Intel recently held their CES Keynote and while most of the coverage was pretty much the usual symphony of marketing material and future projects, one particular segment is quite easily the most exciting part of the note: Neuromorphic & Quantum processing. It is no secret that we are nearing the edge of physics with our conventional processes, silicon can only take us so far. This is why we need to search for new horizons, that will allow us to propel our computing capabilities even further and it looks like Intel is blazing a trail with two of its projects already under way.
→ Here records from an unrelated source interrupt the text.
PR #305, opened 2022-09-14
Register any token as a position without pool/adapter/control/metadata

dnut:
## Summary
Previously, no token could be registered as position unless a lending pool was already created for that token. Then only the deposit and loan notes could actually be used as positions and everything had to go through pools. The registration was done through the control program during pool creation. USDC could never be a position - only USDC deposit notes.

Now it is possible to register a position for any arbitrary token mint once the individual token mint is approved by the dao. There is no longer a need for a lending pool or an adapter of any kind to manage the token.

As always, any token can be owned by a margin account without the dao's approval, but it will not count as collateral until explicitly registered as a collateral token.

#### fixed term lending
The immediate need for this change is to register fixed term claims. This allows us to easily add arbitrary new position tokens for any use case without requiring any code changes.

#### margin wallet
This enables users to hold direct collateral positions on arbitrary SPL assets such as USDC or SOL without having to lend it to a lending pool. This is a big step towards using the margin account as a generic SPL token wallet. The two remaining pieces in the program to reach that goal are moving to ATAs and beefing up the token account checks in adapter_invoke to enable arbitrary token program invocations by users.

#### reduced development cost for new features
Previously we needed a special program written any time we wanted to translate different position types. For example margin-swap was needed to convert any lending pool deposit into a deposit in another lending pool. Likewise margin-swap was required for the levswap (margin trading) use case. This change makes the margin-swap program redundant. We can simply remove margin-swap, and use any swap program we want, not just orca v2, for leveraged swaps.

## Detail
- token metadata is registered in a margin pda instead of metadata program
- TokenMetadata and PositionTokenMetadata structs are no longer used. There is no longer a distinction between token and position token. now there is only `TokenMeta`. However, `underlying` is kept and optional: one token can be another's underlying (regardless of whether the underlying has its own TokenMeta)
- authority must be either the same authority as control or the control program itself
- lending pools are still created by the control program. it calls margin to register the deposit and loan notes. the underlying is not registered here any more, as it should be registered independently
- tokens may have margin specified as the adapter to allow direct pricing without an adapter, simplifying position refreshes
- tokens can optionally be priced equivalently to their underlying

## Compatibility
This changes the API for several instructions because it uses a new account in margin instead of old accounts from metadata. All the libraries have been updated to be compatible and the tests pass. We should do a little more manual testing before deployment to make sure the UI is good.

There should be no impact on existing margin accounts and their existing positions. Lending pools themselves remain valid and unchanged. However, to allow margin accounts to register positions on a lending pool they have not used before, we'll need to register the existing deposit and loan notes as valid position tokens in margin. That should be done at the same time this is deployed.

## misc thoughts
- PositionKind::NoValue has no utility as is, and we should probably repurpose it to mean "this token cannot be registered as a position." maybe it should be renamed as well


dnut:
closed in favor of sherard's similar change that came with airspaces

PR #325, opened 2022-09-22
Bonds integration webpack 5

Tristyn:
Opening this for you @davodesign84


.gitignore
```diff
@@ -1,17 +1,22 @@
 ignore/**
-**/lib
-**/dist
+lib
+.dist
```
Tristyn, line 3: Errant dot?
```suggestion
dist
```

dnut (approved):
After merge, I'd like to consider what's going on in setup.sh and determine what it's needed for and if it should be documented, added to some other process, or removed.

Also worth noting is the recommended anchor cli version in the readme being changed to 0.24.2. The programs use anchor_lang 0.25.0, and CI builds use the cli version 0.25.0. I realize the ts libs are using 0.24.2 so it's fuzzy what version to recommend. The version of the cli usually doesn't even matter except for occasional breaking changes or new features we want to use. Hopefully we can get everything on the same version soon.

PR #326, opened 2022-09-22
fixed term interest rate <> price conversions

dnut:
This implements the conversion between bond ticket prices and interest rates. There are three implementations side by side that all accomplish this goal in a different way and thus produce different values. The difference is that each one has a different interpretation of what "interest rate" means. These are:
- APY (polynomial) - annual rate that includes any effects of compounding tenors shorter than a year. For tenors longer than a year, it reflects the tenor price by compounding the APY each year until it reaches the tenor duration.
- APR (exponential) - annual uncompounded rate that can be compounded continuously over the duration of a tenor to calculate the actual yield or price of an individual tenor. (this is a nominal rate with continuous compounding used as a standard to make all tenors comparable)
- Nominal: tenor yield scaled linearly by `1y/tenor` (this is a nominal rate with a different compounding period for each tenor)

I believe that either APY or APR is a fine choice because they enable a meaningful comparison of different tenors. In other words, if daily and a monthly tenors have the same APY or APR, then you know they are equally profitable investments over any duration that involves a single deposit at the start and withdrawal at the end. On the other hand, the linear approach assumes distinct treatment of different tenors (i.e. shorter tenors involve frequent withdrawals to avoid compounding, whereas longer tenors have no such withdrawals), so if two tenors have the same linear rate that doesn't mean they are equally profitable over any time period. See the tests and scenario notes in methods.rs for more details on this topic.

For the actual api I've exposed the APR implementation. I've left all three implementations so we can easily swap out the implementation, since I don't think we've finalized on this decision yet.


libraries/ts/bonds/wasm-utils/src/orderbook/methods.rs
```diff
@@ -42,42 +47,54 @@ pub fn get_orders_from_slab(slab_bytes: &[u8]) -> Array {
...
-/// NOTE: price is returned in fixed point 32 format
+/// Interest rate is given as basis points. Tenor is in seconds.
+///
+/// NOTE: price is returned in fixed point 32 representation
 #[wasm_bindgen]
-pub fn rate_to_price(_interest_rate: f64, _duration: u64) -> u64 {
-    todo!()
+pub fn rate_to_price(interest_rate: u64, tenor: u64) -> u64 {
+    let year_proportion = Number::from(tenor) / SECONDS_PER_YEAR;
+    let rate = Number::from(interest_rate) / 10_000;
```
jetjake, line 74: 1. What is a typical interest rate that we expect? 
2. Is there an interest rate that would fall outside of the bounds of what is sane/expected?
3. is there a check somewhere for scream if this rate exceeds those bounds?

jetjake (commented):
Looks fine, just one question for my knowledge.

libraries/ts/bonds/wasm-utils/src/orderbook/methods.rs
zachanon: 1. @eyevz would have a better idea than me.
2 + 3. Almost certainly, but as we can upcast, the only case that should happen in is if an arburd basis points value or tenor gets passed in, such that it overflows. The test should be modified to fuzz within reasonable boundaires otherwise.

dnut: I just added some panics in the code for edge cases where it would produce values that make no sense, either because the type cannot represent the number or because the concept is undefined. Negative and infinite interest rates for example. I also added a few tests to ensure the code panics in those situations. Also added some tests to check the logic at acceptable edge cases, like a price of 1.

I haven't addressed the concept of typical/reasonable/sane beyond this. If someone wants to offer a loan for zero interest, or someone wants to borrow a loan for a billion percent interest, either of those seem fine here. The math logic shouldn't care about that imo. It should just make sure it provides a meaningful and correct number in response to the request. If we want to prevent people from getting into unfavorable situations then I would either totally block it in the program or discourage it explicitly in the frontend.

Tristyn (approved):

PR #330, opened 2022-09-22
JET-943 Flight logs handle for dust repay ix

rhubarbgarden:


libraries/ts/src/margin/marginClient.ts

Intel announces Loihi Neuromorphic processor for AI applications
The first such project is the 'Intel Loihi' chip, which is basically a neuromorphic processor, aka a self-learning one. Just like human brains create neural paths over time which is what eventually constitutes our iQ and problem solving capability, this chip will be able to "learn" and have around 130,000 neurons and 130 million synapses (an anology of course). It is based on Intel's 14nm technology and will house a core mesh that supports a wide range of neural network topologies.
The Loihi research test chip includes digital circuits that mimic the brain’s basic mechanics, making machine learning faster and more efficient while requiring lower compute power. Neuromorphic chip models draw inspiration from how neurons communicate and learn, using spikes and plastic synapses that can be modulated based on timing. This could help computers self-organize and make decisions based on patterns and associations.
The Loihi test chip’s features include:
- Fully asynchronous neuromorphic many core mesh that supports a wide range of sparse, hierarchical and recurrent neural network topologies with each neuron capable of communicating with thousands of other neurons.
- Each neuromorphic core includes a learning engine that can be programmed to adapt network parameters during operation, supporting supervised, unsupervised, reinforcement and other learning paradigms.
- Fabrication on Intel’s 14 nm process technology.
- A total of 130,000 neurons and 130 million synapses.
- Development and testing of several algorithms with high algorithmic efficiency for problems including path planning, constraint satisfaction, sparse coding, dictionary learning, and dynamic pattern learning and adaptation.
Further, it is up to 1,000 times more energy-efficient than general purpose computing required for typical training systems. In the first half of 2018, the Loihi test chip will be shared with leading university and research institutions with a focus on advancing AI.
An increasing need for collection, analysis and decision-making from highly dynamic and unstructured natural data is driving demand for compute that may outpace both classic CPU and GPU architectures. To keep pace with the evolution of technology and to drive computing beyond PCs and servers, Intel has been working for the past six years on specialized architectures that can accelerate classic compute platforms. Intel has also recently advanced investments and R&D in artificial intelligence (AI) and neuromorphic computing.